Clinically, affected patients may show varying degrees of sexual precocity and galactorrhea due to increased secretion of pitu-itary gonadotropins and prolactin.

Treatment with thyroxin results in regression of the ovarian cysts as well as the other symptoms.

Polycystic ovary syndrome (PCOS)

Multiple follicular cysts should be distinguished from polycystic ovary syndrome (PCOS), which involves 3% to 8% of the female population.

PCOS is responsible for 25% of cases of primary amenorrhea and is the most common cause of delayed puberty and heavy anovulatory bleeding in adolescent females.

It is characterized by inappropriate gonadotropin secretion, hyperandrogenemia, increased peripheral conversion of androgens to estrogens, chronic anovulation, and sclerocystic ovaries.

The diagnostic criteria for PCOS were established in 2004 by the Rotterdam criteria, although this has been heavily debated subsequently.

Affected patients often have a history of premenarcheal obesity, secondary amenorrhea or oligomenorrhea, infertility, and hirsutism.

These features may occur alone or in any combination and the clinical spectrum is broad.

The unopposed estrogenic stimulation may cause menometrorrhagia and endometrial hyperplasia.

Currently, the underlying etiology of PCOS is widely debated; however, the resulting clinical manifestations are known to be heavily impacted by environmental factors such as diet.

While several genes have been linked with PCOS, the evidence supporting this linkage is weak.

Grossly, the ovaries of PCOS are enlarged two- to five-fold and have smooth or nodular white surfaces, with multiple cysts located beneath the thickened cortex.

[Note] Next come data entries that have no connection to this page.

PR #1682, opened 2019-02-19
Doctestimprovements

Benudek:
follow up https://github.com/fastai/fastai/pull/1673

var names adjusted (previous PR was ouy of sync)

### DIFF
--- a/Makefile
+++ b/Makefile
@@ -172,7 +172,7 @@ test-fast: ## run tests in parallel (requires pip install pytest-xdist)
 	pytest -n 3
 
 test-full: ## run all tests, including slow ones, print summary
-	pytest --runslow -ra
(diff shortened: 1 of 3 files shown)


Benudek:
Some potential improvements to follow up:

* RegisterTestsPerAPI.some_tests_failed could go to conftest - but needs to be a class var, since is called on every test.
* I use inspect.currentframe while I seem to remember we want to just say currentframe and import inspect accordingly
* in this I use fastaimodule = re.match(r'^fastai..*',fq_apiname) to exclude non fastai APIs that were registered. Since we really do not want that in the code, could in full_name_with_qualname just raise an exception if that match isnt given. So, we force developers to revisit their code.

stas00:
Thank you, @Benudek.

PR #1685, opened 2019-02-20
check for existing entry

Benudek:


stas00:
That fixed the dups, thanks @Benudek

PR #1689, opened 2019-02-20
Fix spacy tokenizer no longer instantiated at each prediction

VictorXunS:
Issue:
Each time a new prediction is done using the text Tokenizer, a new Spacy blank object is instantiated.

Fix:
The tokenizer object is instantiated once and we then use the cached version

Result:
Saves 35 ms of CPU prediction time on my laptop (i7-7700)


sgugger:
I wish we could, but we can't have that without breaking the multiprocessing part of the tokenizer. 
Also, please note you need to sign the CLA for us to merge your PR.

Histologically, multiple follicle cysts, atretic follicles, a prominent theca interna with luteinization, and medullary stromal overgrowth are the principal histologic features.

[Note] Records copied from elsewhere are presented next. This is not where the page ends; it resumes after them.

PR #1690, opened 2019-02-20
flag missing this_tests

Benudek:
warning doesn't spit out filename, only test function but check the log, immediately the line before gives the filename :-)

### DIFF
--- a/fastai/gen_doc/doctest.py
+++ b/fastai/gen_doc/doctest.py
@@ -15,6 +15,7 @@ class TestAPIRegistry:
     "Tests register which API they validate using this class."
     api_tests_map     = defaultdict(list)
     some_tests_failed = False
+    failed_test = None
 
     @staticmethod
     def this_tests(*funcs):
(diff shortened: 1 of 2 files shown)


Benudek:
After thought: we do this exercise only to throw a warning, when a test is not registered with this - should we not register the API name in the json db also and an entry to test registered with this_tests?

Note, there is a slight complication: In

### @pytest.hookimpl(tryfirst=True, hookwrapper=True)
### def pytest_runtest_makereport(item, call):

we just have the testmethodname as a string. I havent found an obvious way to get from that to the fullly qualified name, which we would need to enter this into the DB.

Actually, think the warning is sufficient ... entering all APIs even if not registered with this_tests would mean cluttering the json with irrelevant entries.

Benudek:
@bearpelican we are mostly done with this json.db. Pls call pytest -sv or make test_full to get the json.

stas00:
Almost right.

- except it's not `failed_test`, but `has_this_test`.
- you don't really need to assign anything to `has_this_test`, other than True/False.
- and we don't want 100s of warnings, but to collect all missing ones and report them at the end in one go.
- and for now this feature should be off by default since it'll interfere with dev. once we instrument the remainder of the tests then yes, we will turn it on by default - i.e. the check will always run, regardless of how pytest is run, to catch newly written tests w/o `this_tests` early on.

Benudek:
Imho: I would give the warning right after the test ran (so my 1st version) ]. Since we should have very little warnings soon, that should be fine and is simpler for an end report, see my 2 below points.

However, made a small PR following your suggestion. The var failed_test was left over from * failed_tests where I was collecting all tests to deliver them once. But this set would need to be extended to a dictionary or rather we use some pytest object

1. when we collect missing this_tests for one go, we should identify the file name. As described above, how-to wasn't obvious even though there should be some way via inspect to go there from item.name (that's all we have in this event unless you want to dissect the item string, which could be instable over releases).
2. we could make a simple pretty print, but supposedly we should add such things to some pytest report I suppose, which gets listed automatically at the very end

Actually, I need to take a small fast.ai break for some days as I am trying to push this through here a little next to my normal live obligations. I hope this is good to merge, maybe with small additions, and we wait for Andrew and then resume?

stas00:
I think it's a bit overcomplicated, but let's get it in and then improve from there.

Thank you for letting me know that you'll be doing some other things for a while, @Benudek. Please take your time.

Thank you for this collaboration so far.

Benudek:
yeeah, its not yet great but I guess a start... I know. did it after 23h local time here or so ;-)

I want to help registering these tests with this_tests as soon as we are there. Other than, that dont get me wrong my preference would be to code all along but my timebudget is somewhat limited for now.

thx for all the tips, good learning curve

The superficial cortex is fibrotic and hypocellular.

Maturing follicles up to midantral stage and atretic follicles showing prominent luteinization of the theca interna may be twice as numerous as in normal ovaries.

Primordial follicles are often decreased in number.

It is important to remember that these findings are not specific and may accompany adrenal lesions such as Cushing syndrome, congenital adrenal hyperplasia, virilizing adrenal tumors, primary hypothalamic disorders, ovarian lesions that produce excessive quantities of estrogens or androgens and hypothyroidism.

Long-term sequelae of PCOS include infertility, endometrial carcinoma, an increased risk for cardiovascular disease due to type 2 diabetes mellitus, dyslipidemia, and systolic hypertension.